## About this exercise
Taking each line of the material in turn, count those with the string "convenience" and answer with the count alone.

Start of Block

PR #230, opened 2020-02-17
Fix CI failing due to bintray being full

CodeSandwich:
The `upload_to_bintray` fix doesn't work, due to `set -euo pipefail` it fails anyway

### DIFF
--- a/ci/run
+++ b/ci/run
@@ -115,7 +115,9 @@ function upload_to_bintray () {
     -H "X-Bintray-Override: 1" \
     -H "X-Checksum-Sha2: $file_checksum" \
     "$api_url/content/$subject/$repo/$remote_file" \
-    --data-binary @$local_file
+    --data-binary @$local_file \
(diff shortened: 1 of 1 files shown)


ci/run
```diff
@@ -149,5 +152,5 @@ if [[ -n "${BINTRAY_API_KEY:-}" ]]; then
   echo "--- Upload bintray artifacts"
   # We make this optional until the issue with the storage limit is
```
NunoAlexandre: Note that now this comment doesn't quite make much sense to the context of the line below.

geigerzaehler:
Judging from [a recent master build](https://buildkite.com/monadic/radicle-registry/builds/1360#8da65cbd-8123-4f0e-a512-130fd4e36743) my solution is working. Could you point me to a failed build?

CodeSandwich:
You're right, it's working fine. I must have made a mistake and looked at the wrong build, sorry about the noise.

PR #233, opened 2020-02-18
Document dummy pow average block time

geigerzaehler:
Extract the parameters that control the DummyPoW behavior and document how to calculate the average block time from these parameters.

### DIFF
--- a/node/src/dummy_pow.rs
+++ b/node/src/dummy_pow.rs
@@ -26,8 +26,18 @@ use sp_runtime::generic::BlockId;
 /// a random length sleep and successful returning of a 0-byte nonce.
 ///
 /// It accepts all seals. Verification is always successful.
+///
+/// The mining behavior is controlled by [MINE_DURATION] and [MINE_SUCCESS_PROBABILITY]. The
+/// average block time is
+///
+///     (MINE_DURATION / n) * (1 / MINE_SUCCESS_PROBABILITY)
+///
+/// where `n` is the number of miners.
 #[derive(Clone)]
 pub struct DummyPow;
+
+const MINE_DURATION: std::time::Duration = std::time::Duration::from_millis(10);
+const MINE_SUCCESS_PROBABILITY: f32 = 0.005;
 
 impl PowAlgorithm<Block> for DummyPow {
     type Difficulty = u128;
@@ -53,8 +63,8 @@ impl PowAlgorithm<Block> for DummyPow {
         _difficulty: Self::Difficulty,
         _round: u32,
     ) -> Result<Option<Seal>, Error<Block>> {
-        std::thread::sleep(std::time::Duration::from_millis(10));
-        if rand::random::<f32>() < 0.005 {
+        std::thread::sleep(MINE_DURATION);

End of Block
Start of Block

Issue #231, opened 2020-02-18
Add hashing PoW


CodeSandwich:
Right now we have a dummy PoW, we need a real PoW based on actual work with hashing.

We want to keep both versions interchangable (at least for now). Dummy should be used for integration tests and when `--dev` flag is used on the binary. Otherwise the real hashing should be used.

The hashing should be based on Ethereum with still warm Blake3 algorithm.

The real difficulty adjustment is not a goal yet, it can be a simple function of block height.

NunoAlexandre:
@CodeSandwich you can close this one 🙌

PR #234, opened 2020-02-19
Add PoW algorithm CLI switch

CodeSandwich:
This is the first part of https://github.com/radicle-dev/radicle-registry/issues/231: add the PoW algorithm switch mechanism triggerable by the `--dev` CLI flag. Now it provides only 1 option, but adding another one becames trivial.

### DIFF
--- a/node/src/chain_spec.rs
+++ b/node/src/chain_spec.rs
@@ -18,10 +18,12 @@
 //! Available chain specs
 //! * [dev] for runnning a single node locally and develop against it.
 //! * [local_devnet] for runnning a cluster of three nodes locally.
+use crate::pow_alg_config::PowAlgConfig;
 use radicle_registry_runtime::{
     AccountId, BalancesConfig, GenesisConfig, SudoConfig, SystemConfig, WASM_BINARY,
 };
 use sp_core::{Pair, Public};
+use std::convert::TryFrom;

End of Block
Start of Block

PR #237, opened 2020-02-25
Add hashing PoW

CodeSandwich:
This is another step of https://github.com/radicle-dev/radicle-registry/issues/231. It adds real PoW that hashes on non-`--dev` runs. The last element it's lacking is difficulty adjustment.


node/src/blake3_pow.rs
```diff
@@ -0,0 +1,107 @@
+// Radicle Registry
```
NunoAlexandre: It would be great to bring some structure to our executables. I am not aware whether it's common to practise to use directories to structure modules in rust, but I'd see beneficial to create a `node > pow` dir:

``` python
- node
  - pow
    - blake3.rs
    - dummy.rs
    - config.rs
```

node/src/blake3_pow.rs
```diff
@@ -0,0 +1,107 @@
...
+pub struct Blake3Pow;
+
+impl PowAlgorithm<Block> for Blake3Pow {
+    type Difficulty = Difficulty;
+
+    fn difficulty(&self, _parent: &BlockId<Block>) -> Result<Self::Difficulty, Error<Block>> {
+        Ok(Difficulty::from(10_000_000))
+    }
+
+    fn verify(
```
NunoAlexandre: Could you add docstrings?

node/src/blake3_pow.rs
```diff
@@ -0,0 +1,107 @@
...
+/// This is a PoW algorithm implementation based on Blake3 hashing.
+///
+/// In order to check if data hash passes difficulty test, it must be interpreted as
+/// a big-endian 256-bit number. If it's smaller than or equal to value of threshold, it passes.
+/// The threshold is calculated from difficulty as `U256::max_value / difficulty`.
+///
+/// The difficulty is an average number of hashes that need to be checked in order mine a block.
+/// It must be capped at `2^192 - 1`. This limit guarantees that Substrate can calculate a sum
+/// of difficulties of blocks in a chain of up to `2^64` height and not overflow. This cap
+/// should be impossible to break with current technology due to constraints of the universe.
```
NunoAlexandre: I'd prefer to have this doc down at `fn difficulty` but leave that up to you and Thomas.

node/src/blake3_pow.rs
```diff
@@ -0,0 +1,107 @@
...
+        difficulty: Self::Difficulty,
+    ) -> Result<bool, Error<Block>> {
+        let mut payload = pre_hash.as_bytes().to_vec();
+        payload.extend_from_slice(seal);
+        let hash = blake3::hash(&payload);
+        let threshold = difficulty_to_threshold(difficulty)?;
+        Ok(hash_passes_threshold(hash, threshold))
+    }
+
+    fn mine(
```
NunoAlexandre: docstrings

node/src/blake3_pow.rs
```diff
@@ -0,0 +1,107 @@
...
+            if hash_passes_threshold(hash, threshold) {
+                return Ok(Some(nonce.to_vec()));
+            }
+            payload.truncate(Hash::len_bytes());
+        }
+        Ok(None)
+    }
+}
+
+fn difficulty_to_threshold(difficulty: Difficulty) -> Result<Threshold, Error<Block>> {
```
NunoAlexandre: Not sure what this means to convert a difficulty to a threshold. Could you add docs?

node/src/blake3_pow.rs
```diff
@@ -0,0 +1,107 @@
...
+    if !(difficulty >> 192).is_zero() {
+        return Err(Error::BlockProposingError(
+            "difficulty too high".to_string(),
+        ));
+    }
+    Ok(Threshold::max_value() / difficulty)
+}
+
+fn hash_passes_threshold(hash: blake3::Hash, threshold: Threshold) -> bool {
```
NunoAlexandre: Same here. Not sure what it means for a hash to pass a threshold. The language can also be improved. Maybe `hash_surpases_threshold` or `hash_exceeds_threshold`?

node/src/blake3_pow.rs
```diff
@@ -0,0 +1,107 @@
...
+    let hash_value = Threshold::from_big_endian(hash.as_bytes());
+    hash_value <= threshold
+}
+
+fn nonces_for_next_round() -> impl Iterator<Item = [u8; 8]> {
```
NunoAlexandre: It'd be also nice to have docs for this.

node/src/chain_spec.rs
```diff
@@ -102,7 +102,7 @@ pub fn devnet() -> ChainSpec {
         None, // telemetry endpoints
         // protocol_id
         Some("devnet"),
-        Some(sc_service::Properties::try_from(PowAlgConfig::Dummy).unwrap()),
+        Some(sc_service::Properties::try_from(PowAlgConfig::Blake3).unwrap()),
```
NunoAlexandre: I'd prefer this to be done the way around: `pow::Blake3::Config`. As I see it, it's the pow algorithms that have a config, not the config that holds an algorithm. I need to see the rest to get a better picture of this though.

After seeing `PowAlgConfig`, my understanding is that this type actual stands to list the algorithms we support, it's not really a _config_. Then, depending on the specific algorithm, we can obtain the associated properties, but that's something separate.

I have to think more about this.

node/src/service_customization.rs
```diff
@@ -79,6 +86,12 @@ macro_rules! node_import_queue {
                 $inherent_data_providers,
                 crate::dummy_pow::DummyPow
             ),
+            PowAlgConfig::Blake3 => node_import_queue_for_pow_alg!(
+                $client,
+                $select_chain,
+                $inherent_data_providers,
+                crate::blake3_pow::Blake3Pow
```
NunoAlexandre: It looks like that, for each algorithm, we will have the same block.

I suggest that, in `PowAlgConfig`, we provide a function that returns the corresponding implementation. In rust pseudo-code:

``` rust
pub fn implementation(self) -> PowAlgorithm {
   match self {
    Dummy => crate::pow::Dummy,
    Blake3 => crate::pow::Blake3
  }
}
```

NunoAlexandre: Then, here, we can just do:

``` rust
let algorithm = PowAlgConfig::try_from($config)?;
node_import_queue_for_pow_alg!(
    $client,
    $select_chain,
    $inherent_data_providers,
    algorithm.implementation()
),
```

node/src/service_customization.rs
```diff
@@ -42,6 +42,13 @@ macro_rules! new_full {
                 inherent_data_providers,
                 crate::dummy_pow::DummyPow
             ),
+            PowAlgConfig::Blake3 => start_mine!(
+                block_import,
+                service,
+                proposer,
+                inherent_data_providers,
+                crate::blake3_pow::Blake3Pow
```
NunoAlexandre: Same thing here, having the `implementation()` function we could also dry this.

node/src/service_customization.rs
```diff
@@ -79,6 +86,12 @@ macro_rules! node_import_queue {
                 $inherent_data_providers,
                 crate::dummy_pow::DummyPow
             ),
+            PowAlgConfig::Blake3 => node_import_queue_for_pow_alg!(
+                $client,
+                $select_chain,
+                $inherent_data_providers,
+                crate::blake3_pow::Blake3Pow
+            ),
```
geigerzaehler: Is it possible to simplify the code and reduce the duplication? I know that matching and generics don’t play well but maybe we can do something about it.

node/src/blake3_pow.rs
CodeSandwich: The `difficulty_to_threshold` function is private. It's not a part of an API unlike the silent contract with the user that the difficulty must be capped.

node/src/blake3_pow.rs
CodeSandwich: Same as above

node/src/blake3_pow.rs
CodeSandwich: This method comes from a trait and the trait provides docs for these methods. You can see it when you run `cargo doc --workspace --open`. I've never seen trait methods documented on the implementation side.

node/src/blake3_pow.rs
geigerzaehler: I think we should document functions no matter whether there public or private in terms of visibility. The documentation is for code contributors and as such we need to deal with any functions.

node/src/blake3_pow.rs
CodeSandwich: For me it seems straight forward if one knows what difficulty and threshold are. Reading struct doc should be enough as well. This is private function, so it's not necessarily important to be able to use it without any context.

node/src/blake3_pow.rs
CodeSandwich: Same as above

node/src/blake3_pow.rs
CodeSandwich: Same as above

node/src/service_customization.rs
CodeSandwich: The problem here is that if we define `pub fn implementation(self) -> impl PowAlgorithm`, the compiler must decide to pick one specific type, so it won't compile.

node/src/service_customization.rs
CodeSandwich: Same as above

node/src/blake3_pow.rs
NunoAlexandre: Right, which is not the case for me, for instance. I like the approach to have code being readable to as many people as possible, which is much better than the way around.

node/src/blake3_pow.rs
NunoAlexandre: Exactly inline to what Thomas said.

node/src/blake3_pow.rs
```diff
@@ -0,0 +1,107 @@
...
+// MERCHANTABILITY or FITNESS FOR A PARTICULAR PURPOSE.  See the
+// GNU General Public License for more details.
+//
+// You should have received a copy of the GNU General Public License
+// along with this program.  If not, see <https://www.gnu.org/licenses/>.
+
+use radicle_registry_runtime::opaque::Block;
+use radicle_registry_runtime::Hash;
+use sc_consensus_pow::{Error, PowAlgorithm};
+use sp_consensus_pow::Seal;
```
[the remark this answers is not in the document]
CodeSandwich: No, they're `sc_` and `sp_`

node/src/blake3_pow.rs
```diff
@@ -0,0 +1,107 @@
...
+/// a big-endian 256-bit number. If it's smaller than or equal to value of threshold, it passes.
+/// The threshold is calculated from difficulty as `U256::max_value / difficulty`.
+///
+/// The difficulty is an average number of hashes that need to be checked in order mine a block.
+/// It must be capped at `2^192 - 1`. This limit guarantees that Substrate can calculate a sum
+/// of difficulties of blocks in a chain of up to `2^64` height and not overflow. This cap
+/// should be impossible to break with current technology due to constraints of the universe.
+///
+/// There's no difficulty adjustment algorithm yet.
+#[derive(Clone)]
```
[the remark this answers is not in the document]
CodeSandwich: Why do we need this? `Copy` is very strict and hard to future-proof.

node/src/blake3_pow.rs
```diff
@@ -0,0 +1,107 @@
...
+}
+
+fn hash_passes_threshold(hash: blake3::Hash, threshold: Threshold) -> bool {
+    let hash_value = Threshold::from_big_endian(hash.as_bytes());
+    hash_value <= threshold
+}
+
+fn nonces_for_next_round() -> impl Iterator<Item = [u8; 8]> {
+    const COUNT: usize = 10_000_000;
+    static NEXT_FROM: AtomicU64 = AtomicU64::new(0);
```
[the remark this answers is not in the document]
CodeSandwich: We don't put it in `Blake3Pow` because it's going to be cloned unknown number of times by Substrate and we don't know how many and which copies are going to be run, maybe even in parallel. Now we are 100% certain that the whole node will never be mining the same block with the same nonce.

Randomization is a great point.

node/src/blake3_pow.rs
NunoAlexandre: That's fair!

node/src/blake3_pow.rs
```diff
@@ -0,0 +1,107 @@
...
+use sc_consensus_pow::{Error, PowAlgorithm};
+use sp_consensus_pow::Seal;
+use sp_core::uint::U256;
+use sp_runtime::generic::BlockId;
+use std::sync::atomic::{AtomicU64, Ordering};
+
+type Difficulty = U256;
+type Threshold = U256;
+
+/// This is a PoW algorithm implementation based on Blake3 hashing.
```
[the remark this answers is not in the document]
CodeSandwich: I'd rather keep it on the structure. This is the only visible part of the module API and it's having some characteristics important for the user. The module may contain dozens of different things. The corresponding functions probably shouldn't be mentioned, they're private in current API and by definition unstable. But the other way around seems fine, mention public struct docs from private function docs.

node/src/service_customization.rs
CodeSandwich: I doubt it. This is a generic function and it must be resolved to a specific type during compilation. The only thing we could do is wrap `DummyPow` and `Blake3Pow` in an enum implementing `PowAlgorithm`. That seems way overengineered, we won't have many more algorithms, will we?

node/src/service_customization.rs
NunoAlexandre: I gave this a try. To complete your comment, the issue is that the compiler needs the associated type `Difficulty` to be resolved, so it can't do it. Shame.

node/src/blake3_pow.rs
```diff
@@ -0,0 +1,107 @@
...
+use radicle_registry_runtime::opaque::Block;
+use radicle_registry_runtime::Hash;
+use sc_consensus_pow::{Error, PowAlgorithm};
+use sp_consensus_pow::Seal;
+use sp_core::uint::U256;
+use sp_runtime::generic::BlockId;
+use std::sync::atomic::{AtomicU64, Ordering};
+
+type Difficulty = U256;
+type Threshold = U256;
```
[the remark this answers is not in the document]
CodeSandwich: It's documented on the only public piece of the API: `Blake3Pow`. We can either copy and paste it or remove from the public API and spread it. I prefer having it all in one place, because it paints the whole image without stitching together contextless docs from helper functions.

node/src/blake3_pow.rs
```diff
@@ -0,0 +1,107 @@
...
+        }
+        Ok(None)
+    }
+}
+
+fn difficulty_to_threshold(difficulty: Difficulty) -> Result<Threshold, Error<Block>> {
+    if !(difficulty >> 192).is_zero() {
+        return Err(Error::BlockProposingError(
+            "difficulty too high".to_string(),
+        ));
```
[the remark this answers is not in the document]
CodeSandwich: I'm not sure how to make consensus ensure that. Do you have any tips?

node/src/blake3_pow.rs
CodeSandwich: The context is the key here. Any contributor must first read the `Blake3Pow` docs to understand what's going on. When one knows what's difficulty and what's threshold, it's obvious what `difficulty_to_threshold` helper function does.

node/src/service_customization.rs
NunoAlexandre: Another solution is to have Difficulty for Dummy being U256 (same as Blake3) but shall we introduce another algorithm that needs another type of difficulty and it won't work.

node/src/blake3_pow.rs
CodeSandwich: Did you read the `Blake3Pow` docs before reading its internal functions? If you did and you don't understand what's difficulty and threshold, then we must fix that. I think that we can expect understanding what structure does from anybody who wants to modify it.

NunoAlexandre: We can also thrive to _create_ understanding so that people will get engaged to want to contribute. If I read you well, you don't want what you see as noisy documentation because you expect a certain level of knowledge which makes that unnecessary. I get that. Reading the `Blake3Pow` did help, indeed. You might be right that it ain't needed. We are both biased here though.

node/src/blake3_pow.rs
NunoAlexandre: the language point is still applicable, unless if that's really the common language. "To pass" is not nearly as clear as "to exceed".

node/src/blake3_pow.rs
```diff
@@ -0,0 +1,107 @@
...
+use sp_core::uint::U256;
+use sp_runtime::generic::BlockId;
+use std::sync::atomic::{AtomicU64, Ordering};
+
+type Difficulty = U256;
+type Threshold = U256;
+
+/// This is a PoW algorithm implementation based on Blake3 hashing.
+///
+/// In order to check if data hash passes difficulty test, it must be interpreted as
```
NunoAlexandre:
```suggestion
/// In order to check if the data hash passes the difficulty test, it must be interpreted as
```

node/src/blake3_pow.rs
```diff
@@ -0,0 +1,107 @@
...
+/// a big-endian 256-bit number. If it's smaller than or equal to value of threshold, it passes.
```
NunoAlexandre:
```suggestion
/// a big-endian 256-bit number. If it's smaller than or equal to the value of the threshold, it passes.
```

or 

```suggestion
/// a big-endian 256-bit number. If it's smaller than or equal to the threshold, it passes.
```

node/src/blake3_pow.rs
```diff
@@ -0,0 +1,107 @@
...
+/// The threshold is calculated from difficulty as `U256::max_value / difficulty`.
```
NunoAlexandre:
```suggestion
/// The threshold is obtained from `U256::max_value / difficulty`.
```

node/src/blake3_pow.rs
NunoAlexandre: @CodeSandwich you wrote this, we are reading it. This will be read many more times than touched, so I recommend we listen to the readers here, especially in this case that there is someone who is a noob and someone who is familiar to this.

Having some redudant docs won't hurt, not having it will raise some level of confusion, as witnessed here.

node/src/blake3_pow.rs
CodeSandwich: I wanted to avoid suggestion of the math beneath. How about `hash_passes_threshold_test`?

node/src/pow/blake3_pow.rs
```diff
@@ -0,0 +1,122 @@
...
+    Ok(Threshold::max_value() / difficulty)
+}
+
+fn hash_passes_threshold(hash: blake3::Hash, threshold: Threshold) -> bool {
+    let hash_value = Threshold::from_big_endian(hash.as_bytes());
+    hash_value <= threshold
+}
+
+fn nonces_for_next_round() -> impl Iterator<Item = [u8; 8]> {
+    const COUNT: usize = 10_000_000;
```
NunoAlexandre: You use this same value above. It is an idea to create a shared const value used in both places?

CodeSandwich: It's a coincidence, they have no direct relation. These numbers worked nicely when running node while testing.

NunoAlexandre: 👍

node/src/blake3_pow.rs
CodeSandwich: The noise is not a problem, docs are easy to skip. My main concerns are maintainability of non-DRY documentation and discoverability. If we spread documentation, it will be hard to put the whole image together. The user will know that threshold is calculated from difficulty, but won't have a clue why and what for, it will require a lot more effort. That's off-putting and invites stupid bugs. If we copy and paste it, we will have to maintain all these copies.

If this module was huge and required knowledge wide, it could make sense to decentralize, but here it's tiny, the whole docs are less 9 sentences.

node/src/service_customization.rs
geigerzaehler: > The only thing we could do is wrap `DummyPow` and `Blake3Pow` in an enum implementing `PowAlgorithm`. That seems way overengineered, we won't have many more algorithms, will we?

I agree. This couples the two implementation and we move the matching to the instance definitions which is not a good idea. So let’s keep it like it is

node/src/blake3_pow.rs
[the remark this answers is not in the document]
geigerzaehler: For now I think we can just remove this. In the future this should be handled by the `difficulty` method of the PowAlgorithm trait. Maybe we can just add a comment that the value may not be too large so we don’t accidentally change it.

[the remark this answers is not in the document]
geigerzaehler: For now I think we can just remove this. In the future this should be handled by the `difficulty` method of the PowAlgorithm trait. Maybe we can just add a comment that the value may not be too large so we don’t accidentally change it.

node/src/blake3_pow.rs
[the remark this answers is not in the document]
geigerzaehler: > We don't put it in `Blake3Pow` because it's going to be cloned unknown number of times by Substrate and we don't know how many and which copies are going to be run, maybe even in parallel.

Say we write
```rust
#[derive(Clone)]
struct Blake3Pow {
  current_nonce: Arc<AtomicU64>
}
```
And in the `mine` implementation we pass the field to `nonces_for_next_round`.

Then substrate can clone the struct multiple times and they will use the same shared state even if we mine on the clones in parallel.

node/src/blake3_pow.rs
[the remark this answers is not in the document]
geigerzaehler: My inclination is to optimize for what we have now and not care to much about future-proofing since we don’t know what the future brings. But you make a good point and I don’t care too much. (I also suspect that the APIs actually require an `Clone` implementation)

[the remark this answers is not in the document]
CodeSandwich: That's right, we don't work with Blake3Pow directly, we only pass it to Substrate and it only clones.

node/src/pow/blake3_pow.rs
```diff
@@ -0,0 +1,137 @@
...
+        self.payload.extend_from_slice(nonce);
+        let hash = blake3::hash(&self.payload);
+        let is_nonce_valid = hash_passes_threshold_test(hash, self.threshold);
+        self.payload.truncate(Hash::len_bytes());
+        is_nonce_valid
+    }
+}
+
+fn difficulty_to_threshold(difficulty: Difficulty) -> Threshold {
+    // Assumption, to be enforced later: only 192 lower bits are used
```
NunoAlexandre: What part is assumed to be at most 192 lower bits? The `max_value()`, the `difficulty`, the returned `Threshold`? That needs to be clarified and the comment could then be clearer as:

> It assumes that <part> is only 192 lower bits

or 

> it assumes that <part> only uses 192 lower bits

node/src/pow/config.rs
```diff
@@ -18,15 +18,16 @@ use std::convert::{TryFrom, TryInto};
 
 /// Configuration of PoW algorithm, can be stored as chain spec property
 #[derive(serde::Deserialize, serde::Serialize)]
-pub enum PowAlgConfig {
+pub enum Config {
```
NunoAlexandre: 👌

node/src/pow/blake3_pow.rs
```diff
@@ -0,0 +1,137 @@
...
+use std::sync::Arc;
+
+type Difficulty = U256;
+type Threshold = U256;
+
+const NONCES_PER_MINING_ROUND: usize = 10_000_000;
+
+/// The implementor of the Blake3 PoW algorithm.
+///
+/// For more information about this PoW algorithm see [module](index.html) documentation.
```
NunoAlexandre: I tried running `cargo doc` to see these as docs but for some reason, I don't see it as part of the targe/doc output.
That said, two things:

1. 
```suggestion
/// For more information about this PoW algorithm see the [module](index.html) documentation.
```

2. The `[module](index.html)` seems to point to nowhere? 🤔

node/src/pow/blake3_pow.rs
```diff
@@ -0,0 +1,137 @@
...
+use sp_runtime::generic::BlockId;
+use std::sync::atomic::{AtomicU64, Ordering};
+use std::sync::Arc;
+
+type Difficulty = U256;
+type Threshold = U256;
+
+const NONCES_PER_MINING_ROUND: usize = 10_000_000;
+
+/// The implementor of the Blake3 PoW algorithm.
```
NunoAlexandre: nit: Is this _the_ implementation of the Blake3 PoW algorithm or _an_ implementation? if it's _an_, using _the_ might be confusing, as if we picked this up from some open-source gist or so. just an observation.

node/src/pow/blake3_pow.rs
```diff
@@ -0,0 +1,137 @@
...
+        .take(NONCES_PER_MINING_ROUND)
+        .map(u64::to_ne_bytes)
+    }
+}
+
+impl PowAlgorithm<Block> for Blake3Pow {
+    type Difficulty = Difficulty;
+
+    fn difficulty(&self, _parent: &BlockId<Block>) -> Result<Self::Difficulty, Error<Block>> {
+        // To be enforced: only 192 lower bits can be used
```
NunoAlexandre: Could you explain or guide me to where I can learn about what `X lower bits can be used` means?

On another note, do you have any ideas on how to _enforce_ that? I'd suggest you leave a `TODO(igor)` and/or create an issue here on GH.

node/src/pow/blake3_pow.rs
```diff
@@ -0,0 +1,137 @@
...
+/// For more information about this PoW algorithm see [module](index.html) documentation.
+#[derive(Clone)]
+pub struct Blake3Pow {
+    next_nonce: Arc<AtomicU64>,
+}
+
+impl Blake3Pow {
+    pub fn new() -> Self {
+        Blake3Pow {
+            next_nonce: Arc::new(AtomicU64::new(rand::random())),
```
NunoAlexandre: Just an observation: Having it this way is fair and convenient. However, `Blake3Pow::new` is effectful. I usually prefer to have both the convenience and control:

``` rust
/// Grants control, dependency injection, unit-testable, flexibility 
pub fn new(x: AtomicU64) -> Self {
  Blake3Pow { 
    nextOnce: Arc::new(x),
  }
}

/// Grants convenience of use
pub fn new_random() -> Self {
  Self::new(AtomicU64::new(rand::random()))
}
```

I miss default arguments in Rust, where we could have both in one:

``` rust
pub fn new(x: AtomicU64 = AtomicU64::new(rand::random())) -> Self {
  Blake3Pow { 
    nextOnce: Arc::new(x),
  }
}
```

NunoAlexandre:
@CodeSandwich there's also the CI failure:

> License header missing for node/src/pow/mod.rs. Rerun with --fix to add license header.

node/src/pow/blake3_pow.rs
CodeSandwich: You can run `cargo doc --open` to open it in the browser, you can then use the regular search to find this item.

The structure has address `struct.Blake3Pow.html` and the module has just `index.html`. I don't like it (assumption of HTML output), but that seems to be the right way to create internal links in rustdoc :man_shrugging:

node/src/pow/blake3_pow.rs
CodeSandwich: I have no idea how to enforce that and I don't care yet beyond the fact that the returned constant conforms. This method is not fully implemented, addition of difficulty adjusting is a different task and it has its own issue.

End of Block

## Solution to this problem
2